The Correlation Coefficient, r
As indicated earlier, the strength of the linear association between two variables is mathematically measured with the so-call Correlation Coefficient. At times, it is also called the Pearson product-moment correlation coefficient, after Karl Pearson, who is credited with formulating r.
Mathematically, the correlation coefficient, \(r\), is calculated with the following equation:
\[\begin{equation} r = \frac{cov (XY)}{Sx * Sy} \end{equation}\]
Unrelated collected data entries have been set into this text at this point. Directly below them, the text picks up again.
Issue #676, opened 2018-01-25
Allow to use the command through non-localhost environment


shavounet:
I've tried to use the CLI with docker, but I couldn't use some commands like `platform login` due to the php server being binded to localhost : 
https://github.com/platformsh/platformsh-cli/blob/8f2669e4d17aaee9cce94b335562b496e1e87421/src/Command/Auth/BrowserLoginCommand.php#L65

Ideally, in this place (and maybe others), it should be configurable (through an ENV variable for example).

*Test case* : create a simple image (ubuntu with php, git, ssh, ...), install the CLI inside the image, and start a new container with the command `platform login` and correct port mapping. It should display normal output, but when going on http://localhost:5000/ the connection is marked as closed by remote.

*Workaround* : I use an API token, but I don't know if there is an other place where this might lead to issues

pjcdawkins:
Security-wise, it absolutely needs to be on the local loopback interface (`127.0.0.1` rather than `localhost`), so that it doesn't cause requests over the network, and so that it can't be served by an external host (e.g. by a malicious attacker somehow taking over `localhost` via DNS).

The `platform auth:password-login` command is available for non-browser usage. That's also configurable as the default "login method", mentioned here: https://github.com/platformsh/platformsh-cli#customization

pjcdawkins:
The presence of `auth:password-login` and this upcoming help message should resolve this issue:
https://github.com/platformsh/platformsh-cli/commit/8baebb450776fc9fed22867bed25d1bb9f0b0083

PR #1524, opened 2025-02-17
Document containerized CLI configuration

PrinsFrank:
When installing the platform cli in docker (compose), the authentication flow still tries to redirect the user to 127.0.0.1:5000, even when that is not possible. There was an issue for this already in #676, but it took some effort to figure out what environment variable name was expected. As apparently I'm not the first one to run the cli in a docker container, this PR makes sure that the information on how to this is more readily available.


szepeviktor:
What are `[1]` and `[2]`?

Basically, the correlation coefficient, \(r\),is the Covariance divided by the multiplication of the standard deviation of the data in X and the standard deviation of the data in Y.
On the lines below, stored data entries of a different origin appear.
PR #50, opened 2024-09-18
feat: add support for expression grammar checklists

ritwikdixit:
Checks as code, checks from YAML

Refactor of https://github.com/nominal-io/nominal-client/compare/main...rb/checklist-expressions?expand=1 from @ross-barrett


nominal/_utils.py
```diff
@@ -48,6 +48,20 @@ class CustomTimestampFormat:
     CustomTimestampFormat,
 ]
 
+Priority = Literal["P0", "P1", "P2", "P3", "P4"]
```
ritwikdixit, line 51: How's using a literal for typing?

nominal/core.py
```diff
@@ -311,6 +322,146 @@ def _from_conjure(cls, client: NominalClient, dataset: scout_catalog.EnrichedDat
         )
 
 
+# TODO(ritwikdixit): add support for more Checklist metadata and versioning
```
ritwikdixit, line 325: There's a few things left out here. Namely, commit # and checklist metadata - for now, we're not really letting users do anything with the checklist other than create it.

nominal/core.py
```diff
@@ -755,6 +917,94 @@ def _search_datasets(self) -> Iterable[Dataset]:
...
+        )
+        response = self._authentication_client.search_users_v2(
+            self._auth_header,
+            request
+        )
+        if len(response.results) == 0:
+            raise ValueError(f"User {user_email} not found")
+        if len(response.results) > 1:
+            raise ValueError(f"Found multiple users with email {user_email}")
+        return response.results[0].rid
```
ritwikdixit, line 935: eventually we may want to change the checklists api to take in a user email but I think we're just gonna do this to unblock for now

nominal/core.py
```diff
@@ -311,6 +322,174 @@ def _from_conjure(cls, client: NominalClient, dataset: scout_catalog.EnrichedDat
...
+
+    # we do this afterward to batch the request
+    def _resolve_expressions(self) -> None:
+        variable_expressions = self._client._compute_representation_client.batch_compute_to_expression(
+            self._client._auth_header,
+            {var.name: var.compute_graph for var in self.variables}
+        )
+        check_expressions = self._client._compute_representation_client.batch_compute_to_expression(
+            self._client._auth_header,
+            {check.rid : check.compute_graph for check in self.checks}
```
ritwikdixit, line 345: we send out 2 network requests here, could be done in one, but I think it's fine

nominal/core.py
```diff
@@ -751,6 +941,96 @@ def _search_datasets(self) -> Iterable[Dataset]:
...
+            functions={},
+            properties={} if properties is None else dict(properties),
+            labels=list(labels),
+            checks=conjure_checks,
+            checklist_variables=conjure_checklist_variables,
+            is_published=is_published,
+        )
+
+        response = self._checklist_api_client.create(self._auth_header, request)
+        # TODO(ritwikdixit): remove the need for an extraneous network request
```
ritwikdixit, line 998: Not ideal for now - we technically send a request to the representation service to resolve the expression representations of the checklist variables and the checks, when we had them from the start.. but it's not super easy to match them up between the pre / post request checks, variables

nominal/_utils.py
```diff
@@ -48,6 +48,20 @@ class CustomTimestampFormat:
...
+        return scout_checks_api.Priority.P0
+    elif priority == "P1":
+        return scout_checks_api.Priority.P1
+    elif priority == "P2":
+        return scout_checks_api.Priority.P2
+    elif priority == "P3":
+        return scout_checks_api.Priority.P3
+    elif priority == "P4":
+        return scout_checks_api.Priority.P4
+
```
alkasm, line 64: Should throw here for unexpected values

nominal/nominal.py
```diff
@@ -339,3 +348,41 @@ def _get_start_end_timestamp_csv_file(
         IntegralNanosecondsUTC(start.to_datetime64().astype(int)),
         IntegralNanosecondsUTC(end.to_datetime64().astype(int)),
     )
+
+def create_checklist(
+    assignee_email: str,
```
alkasm, line 353: preference to put this right before the args with defaults so that we can eventually turn this optional - i don't think this should need to be required in the future

nominal/nominal.py
```diff
@@ -339,3 +348,41 @@ def _get_start_end_timestamp_csv_file(
...
+    title: str,
+    checks: Sequence[CreateCheck],
+    checklist_variables: Sequence[CreateChecklistVariable],
+    default_ref_name: str | None = None,
+    commit_message: str | None = None,
+    description: str | None = None,
+    properties: Mapping[str, str] | None = None,
+    labels: Sequence[str] = (),
+    is_published: bool = True,
```
alkasm, line 362: what is is_published?

nominal/nominal.py
```diff
@@ -339,3 +348,41 @@ def _get_start_end_timestamp_csv_file(
         IntegralNanosecondsUTC(start.to_datetime64().astype(int)),
         IntegralNanosecondsUTC(end.to_datetime64().astype(int)),
     )
+
+def create_checklist(
+    assignee_email: str,
+    title: str,
+    checks: Sequence[CreateCheck],
+    checklist_variables: Sequence[CreateChecklistVariable],
+    default_ref_name: str | None = None,
```
alkasm, line 357: what is a default_ref_name?

nominal/nominal.py
```diff
@@ -339,3 +348,41 @@ def _get_start_end_timestamp_csv_file(
         IntegralNanosecondsUTC(start.to_datetime64().astype(int)),
         IntegralNanosecondsUTC(end.to_datetime64().astype(int)),
     )
+
+def create_checklist(
+    assignee_email: str,
+    title: str,
```
alkasm, line 354: everything in the client library is uniformly using "name" even if the api uses "title"

nominal/nominal.py
```diff
@@ -339,3 +348,41 @@ def _get_start_end_timestamp_csv_file(
...
+    checks: Sequence[CreateCheck],
+    checklist_variables: Sequence[CreateChecklistVariable],
+    default_ref_name: str | None = None,
+    commit_message: str | None = None,
+    description: str | None = None,
+    properties: Mapping[str, str] | None = None,
+    labels: Sequence[str] = (),
```
alkasm, line 361: this function has a ton of params which will make it more cumbersome to use and document; unless we need everything here I'd prefer to make the signature smaller, and provide the .update() method to add props and labels like we do with the other functions

nominal/core.py
```diff
@@ -751,6 +941,96 @@ def _search_datasets(self) -> Iterable[Dataset]:
...
+        with open(filePath, "r") as file:
+            checklist_dict = yaml.load(file, Loader=yaml.FullLoader)
+            data = checklist_dict["checklist"]
+            return self.create_checklist(
+                title=data["title"],
+                assignee_email=data["assignee_email"],
+                checklist_variables=[checklist_variable_constructor(var) for var in data["variables"]],
+                checks=[check_constructor(chk) for chk in data["checks"]],
+
+                description=data.get("description", None),
```
alkasm, line 1023: `None` is the default second argument for `get`, so you can just `get("key")`

nominal/core.py
```diff
@@ -751,6 +941,96 @@ def _search_datasets(self) -> Iterable[Dataset]:
...
+            is_published=is_published,
+        )
+
+        response = self._checklist_api_client.create(self._auth_header, request)
+        # TODO(ritwikdixit): remove the need for an extraneous network request
+        return Checklist._from_conjure(self, response)
+        
+
+    def create_checklist_from_yaml(self, filePath: str) -> Checklist:
+        def remove_newlines(s: str) -> str:
```
alkasm, line 1003: these functions should be utility functions rather than inlined.

nominal/core.py
```diff
@@ -751,6 +941,96 @@ def _search_datasets(self) -> Iterable[Dataset]:
...
+        def check_constructor(data: Mapping[str, str]) -> CreateCheck:
+            data["expression"] = remove_newlines(data["expression"])
+            return CreateCheck(**data)
+
+        def checklist_variable_constructor(data: Mapping[str, str]) -> CreateChecklistVariable:
+            data["expression"] = remove_newlines(data["expression"])
+            return CreateChecklistVariable(**data)
+
+        with open(filePath, "r") as file:
+            checklist_dict = yaml.load(file, Loader=yaml.FullLoader)
```
alkasm, line 1015: use `yaml.safe_load(f)` - we do not need the full loader.

ref:
- https://github.com/yaml/pyyaml/wiki/PyYAML-yaml.load(input)-Deprecation
- https://nvd.nist.gov/vuln/detail/CVE-2017-18342

nominal/core.py
```diff
@@ -751,6 +941,96 @@ def _search_datasets(self) -> Iterable[Dataset]:
...
+            self._auth_header,
+            request
+        )
+        if len(response.results) == 0:
+            raise ValueError(f"User {user_email} not found")
+        if len(response.results) > 1:
+            raise ValueError(f"Found multiple users with email {user_email}")
+        return response.results[0].rid
+
+    def create_checklist(
```
alkasm, line 961: this should be a `classmethod` not an instance method

nominal/core.py
```diff
@@ -751,6 +941,96 @@ def _search_datasets(self) -> Iterable[Dataset]:
...
+            checklist_variables=conjure_checklist_variables,
+            is_published=is_published,
+        )
+
+        response = self._checklist_api_client.create(self._auth_header, request)
+        # TODO(ritwikdixit): remove the need for an extraneous network request
+        return Checklist._from_conjure(self, response)
+        
+
+    def create_checklist_from_yaml(self, filePath: str) -> Checklist:
```
alkasm, line 1002: I would probably keep this functionality in the toplevel namespace for now

alkasm (changes requested):
marking this as needs changes specifically to track `yaml.load` -> `yaml.safe_load`

nominal/core.py
```diff
@@ -311,6 +322,174 @@ def _from_conjure(cls, client: NominalClient, dataset: scout_catalog.EnrichedDat
...
+
+class CreateCheck(TypedDict):
+    title: str
+    priority: Priority
+    description: str | None
+    expression: str
+
+
+# TODO(ritwikdixit): add support for more fields i.e. lineage
+@dataclass(frozen=False)
```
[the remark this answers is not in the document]
ritwikdixit: Yeah I did a kinda weird thing to be able to send the batch request but I think there's a way of circumventing that

alkasm:
do you have an example of invoking this handy?

nominal/_utils.py
ritwikdixit: I get a `Pylance error` that the code is unreachable in VSCode but I'll just try keeping it for now

nominal/nominal.py
ritwikdixit: agreed

nominal/nominal.py
ritwikdixit: In our backend checklist version control, you can save a workbook as a draft, or publish it, analogous to committing and merging to main (I think).

nominal/nominal.py
ritwikdixit: Because the compute representation service does not fetch any actual series on the backend, we refer to series by their channel name and ref name - similar to unresolved variable locators in the checklist service. When the checklist is applied to a run, they end up getting resolved into actual series.

nominal/core.py
ritwikdixit: why would `create_run` and `create_dataset_from_io` be instance methods but this be a class method?

nominal/nominal.py
ritwikdixit: Discussed offline: switching to a builder

nominal/core.py
alkasm: because i can't read

sorry! false alarm

nominal/nominal.py
alkasm: I guess the fact that it's called "default" is what's tripping me up? it's not really a default right?

nominal/nominal.py
alkasm: got it so you could potentially `get_checklist()` which might return a draft?

alkasm: potentially we should defer touching drafts at all, and filter out drafts--unless folks think otherwise

nominal/nominal.py
ritwikdixit: It's provided out of utility here - i.e. use this ref name when you go to create the unresolved checklist variable so that you don't have to specify the ref name every time you reference a channel

nominal/nominal.py
ritwikdixit: I think that's a good idea. I'm going to just throw if they try to get a checklist that isn't published

nominal/nominal.py
```diff
@@ -339,3 +348,33 @@ def _get_start_end_timestamp_csv_file(
...
+    description: str | None = None,
+    default_ref_name: str | None = None,
+) -> ChecklistBuilder:
+    builder = ChecklistBuilder(
+        name=name,
+        assignee_email=assignee_email,
+        description=description,
+        default_ref_name=default_ref_name,
+    )
+    builder._client = get_default_client()
```
ritwikdixit, line 365: pydantic would not actually end up setting this field if I tried to set the client in the constructor

nominal/nominal.py
```diff
@@ -339,3 +348,33 @@ def _get_start_end_timestamp_csv_file(
         IntegralNanosecondsUTC(start.to_datetime64().astype(int)),
         IntegralNanosecondsUTC(end.to_datetime64().astype(int)),
     )
+
+
+def draft_checklist(
```
ritwikdixit, line 353: Open to other naming options .. hoping to not overload the term "draft", which is used on the Front-end of the app, but I'm not actually sure how that maps to the concept of branches/VCS on the backend - we don't use the term draft in the APIs

nominal/core.py
```diff
@@ -863,3 +1122,118 @@ def _verify_csv_path(path: Path | str) -> tuple[Path, FileType]:
...
+) -> Mapping[str, scout_checks_api.UnresolvedNumRangesConditionV3]:
+    
+    response_dict = client.batch_expression_to_compute(
+        auth_header, scout_compute_representation_api.BatchExpressionToComputeRequest(
+            expressions=expressions,
+            default_ref_name=default_ref_name
+        )
+    )
+
+    def _get_compute_condition_for_compiled_node(compiledNode: scout_compute_representation_api.CompiledNode):
```
ritwikdixit, line 1141: Is inlining helper functions frowned upon?

nominal/core.py
```diff
@@ -802,6 +1032,35 @@ def get_attachments(self, rids: Iterable[str]) -> Sequence[Attachment]:
...
+
+        if "variables" in data:
+            for variable_dict in data["variables"]:
+                variable_dict["expression"] = _remove_newlines(variable_dict["expression"])
+                checklist_builder.add_checklist_variable(**variable_dict)
+
+        if "checks" in data:
+            for check_dict in data["checks"]:
+                check_dict["expression"] = _remove_newlines(check_dict["expression"])
+                checklist_builder.add_check(**check_dict)
```
ritwikdixit, line 1059: I just inlined this and went straight from dict into the args of the method - the CreateVar / CreateCheck objects themselves extend the pydantic object

nominal/core.py
```diff
@@ -311,6 +328,188 @@ def _from_conjure(cls, client: NominalClient, dataset: scout_catalog.EnrichedDat
...
+        # # TODO(ritwikdixit): remove the need for these extraneous network requests
+        variable_names_to_expressions = client._compute_representation_client.batch_compute_to_expression(
+            client._auth_header,
+            variable_name_to_graph_map
+        )
+        check_rids_to_expressions = client._compute_representation_client.batch_compute_to_expression(
+            client._auth_header,
+            {check_rid : graph for check_rid, (_, graph) in check_rid_to_graph_and_def_map.items()}
+        )
+        check_rids_to_definitions = {check_rid: check_def for check_rid, (check_def, _) in check_rid_to_graph_and_def_map.items()}
```
ritwikdixit, line 465: I don't love the style here, but the goals were:

1. Batch the requests for converting between compute graph to expression in such a way that I can always keep track of the graph, expression, and metadata for a rid

2. Remove the concept of the graph from Check and Variable signature for the user

ritwikdixit: Let me know if I should change the dict values being tuples as well

nominal/core.py
```diff
@@ -311,6 +328,188 @@ def _from_conjure(cls, client: NominalClient, dataset: scout_catalog.EnrichedDat
...
+    name: str
+    assignee_email: str
+    checklist_variables: Sequence[CreateChecklistVariable] = Field(default_factory=list)
+    checks: Sequence[CreateCheck] = Field(default_factory=list)
+    default_ref_name: str | None = None
+    commit_message: str | None = None
+    description: str | None = None
+    properties: Mapping[str, str] | None = None
+    labels: Sequence[str] = Field(default_factory=list)
+    _client: NominalClient = PrivateAttr()
```
ritwikdixit, line 355: I had to change the signature quite a bit to make sure pydantic wasn't angry - namely with defaults for lists/dicts and the client not being serializable/deep-copy-able

nominal/core.py
```diff
@@ -311,6 +328,188 @@ def _from_conjure(cls, client: NominalClient, dataset: scout_catalog.EnrichedDat
...
+    checklist_variables: Sequence[ChecklistVariable]
+    checks: Sequence[Check]
+    _client: NominalClient = field(repr=False)
+
+    @staticmethod
+    def _from_conjure(client: NominalClient, checklist: scout_checks_api.VersionedChecklist) -> Checklist:
+
+        # TODO(ritwikdixit): support draft checklists with VCS
+        if not checklist.metadata.is_published:
+            raise ValueError("cannot get a checklist that has not been published")
```
ritwikdixit, line 447: throw for checklists that aren't published for now, good call

ritwikdixit:
Examples of invoking this:

```
# get a checklist
checklist = nm.get_checklist(checklist_rid)

# build a checklist
checklist_builder = nm.draft_checklist(
    name="Python Client Checklist",
    assignee_email="ritwik@nominal.io",
    description="Python client checklist builder",
    default_ref_name="Reduced_"
)
checklist_builder.add_checklist_variable(
    name="b",
    expression="derivative(numericChannel(channelName = 'Cycle_Time'))"
)
checklist_builder.add_check(
    name="derivative of cycle time is too high",
    priority="P2",
    expression="numericSeriesRef('b') > 0.05"
)
finished_checklist = checklist_builder.build_and_publish()
```

ritwikdixit:
```
# From yaml
checklist_draft = nm.draft_checklist_from_yaml(yaml_path)
checklist = checklist_draft.build_and_publish()
```

example yaml file:
```
checklist:
  name: "Python Client YAML Checklist"
  description: "Basic checklist"
  assignee_email: "ritwik@nominal.io"
  default_ref_name: "Reduced_"
  variables:
    - name: "a"
      expression: |
        rolling(
            numericChannel(channelName = 'Temperature_1', refName = 'Reduced_'),
            AVERAGE,
            Duration(min = 2, s = 30)
        )
    - name: "b"
      expression: |
        derivative(
            numericChannel(channelName = 'Cycle_Time')
        )
  checks:
    - name: "Power consumption change or battery low"
      priority: "P0"
      description: "Change in power consumption or battery low"
      expression: |
        onChange(
            numericChannel(channelName = 'Power_Consumption', refName = 'Reduced_')
        ) or
        numericChannel(channelName = 'Battery_Level', refName = 'Reduced_') < 70
    - name: "Absolute value of the derivative of the cycle time limit"
      priority: "P1"
      expression: "numericSeriesRef('b') < 0.05"
    - name: "Rolling average of temperature limit"
      priority: "P3"
      expression: "numericSeriesRef('a') > 40"

```

nominal/core.py
```diff
@@ -976,6 +1225,122 @@ def _verify_csv_path(path: Path | str) -> tuple[Path, FileType]:
...
+    )
+
+    def _get_compute_condition_for_compiled_node(
+        compiledNode: scout_compute_representation_api.CompiledNode,
+    ) -> scout_checks_api.UnresolvedCheckCondition:
+        if compiledNode.node.type == "rangeSeries" and compiledNode.node.range_series is not None:
+            return scout_checks_api.UnresolvedCheckCondition(
+                num_ranges_v3=scout_checks_api.UnresolvedNumRangesConditionV3(
+                    function_spec={},
+                    operator=scout_compute_api.ThresholdOperator.GREATER_THAN,
```
alkasm, line 1248: is it correct that this just assigns an operator?

alkasm: same with the 0 value under this line

alkasm:
closing out in favor of: https://github.com/nominal-io/nominal-client/pull/61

If you think about this equation, the covariance is the product of the differences in X and Y. While the standard deviations are independently the differences in X and the differences in Y. So, in practical terms, the correlation coefficient is an standardized metric. It will never be smaller than -1 or larger than 1.
That is why the correlation coefficient is such a nice term to access the tendency between two variables. If it is closer to -1 then you know the data probably follow a strong and negative trend. If it is close to 1, then the data follow a positive and strong trend. If it is closer to zero, then the data are all over the place (there is not correlation). Towards the end of the chapter, we will learn more about how to interpret the correlation coefficient.
Lets calculate it,
COVXY= cov(StudyingTimes$Score,StudyingTimes$Hours_Studying, use = "everything", method = "pearson") #Covariance
SDX= sd(StudyingTimes$Hours_Studying) #Standard deviation for X
SDY= sd(StudyingTimes$Score) #Standard deviation for Y
r=COVXY/(SDX*SDY)
r
## [1] 0.9817004
So the coefficient of correlation between the time that you study and the score in my class is 0.98. That means the more time you study the higher your gradeā¦nice, ah???
In R, the coefficient of correlation can be calculated directly with the function cor,
## [1] 0.9817004
Alternative formulation
While looking into the correlation coefficient you will likely see alternative formulations of it that yield the same or very close approximations.
For instance, you may find it formulated like this:
\[\begin{equation} r = \frac{1}{n-1} \sum_{}\frac{x-\bar{x}}{Sx}\frac{y-\bar{y}}{Sy} \end{equation}\]
This equation above, is pretty much the same we used earlier, but reorganizing the parts.
At times, you can also defined as:
\[\begin{equation} r = \frac{n * \sum_{} xy- (\sum_{} x)*(\sum_{} y)}{\sqrt {n * \sum_{} x^2- (\sum_{} x)^2 } * \sqrt {n * \sum_{} y^2- (\sum_{} y)^2 }} \end{equation}\]
Which will yield a very close approximation to the equation we used earlier.
For the equation above, all we have to compute is \(\sum_{}x\), \(\sum_{}y\), \(\sum_{}x^2\), \(\sum_{}y^2\), and \(\sum_{}x*y\). Let try, for the sake of being sure and for you to use some tools from R.
Y=StudyingTimes$Score
X=StudyingTimes$Hours_Studying
SumX= sum(X) #sum all values of x
SumY= sum(Y) #sum all values of y
SumX2=sum (X^2) #sum all values of x^2..
SumY2=sum (Y^2) # sprintf("%.0f",sum (Y **2))
SumXY=sum (X*Y) #sum all value of x * y
n=length(Y) # the number of observations is basically the number of rows in the database
The results are:
\(\sum_{}x\) = 13
\(\sum_{}y\) = 371
\(\sum_{}x^2\) = 43.94
\(\sum_{}y^2\) = 28495
\(\sum_{}x*y\) = 1061.8
n = 5
Now we plug those values into the coefficient of correlation, r, equation:
\[\\[.0005in]\]
\[\begin{equation} r = \frac{n * \sum_{} xy- (\sum_{} x)*(\sum_{} y)}{\sqrt {n * \sum_{} x^2- (\sum_{} x)^2 } * \sqrt {n * \sum_{} y^2- (\sum_{} y)^2 }} \end{equation}\]
\[\\[.0005in]\]
\[\begin{equation} r = \frac{5 * 1061.8- (13)*(371)}{\sqrt {5 * 43.94- (13)^2 } * \sqrt {5 * 28495- (371)^2 }} \end{equation}\]
\[\\[.0005in]\]
In R, it is basically:
## [1] 0.9817004
\[\begin{equation} r = 0.98 \end{equation}\]
\[\\[.0005in]\]
Hmm, what do you think is causing the difference to the original calculation?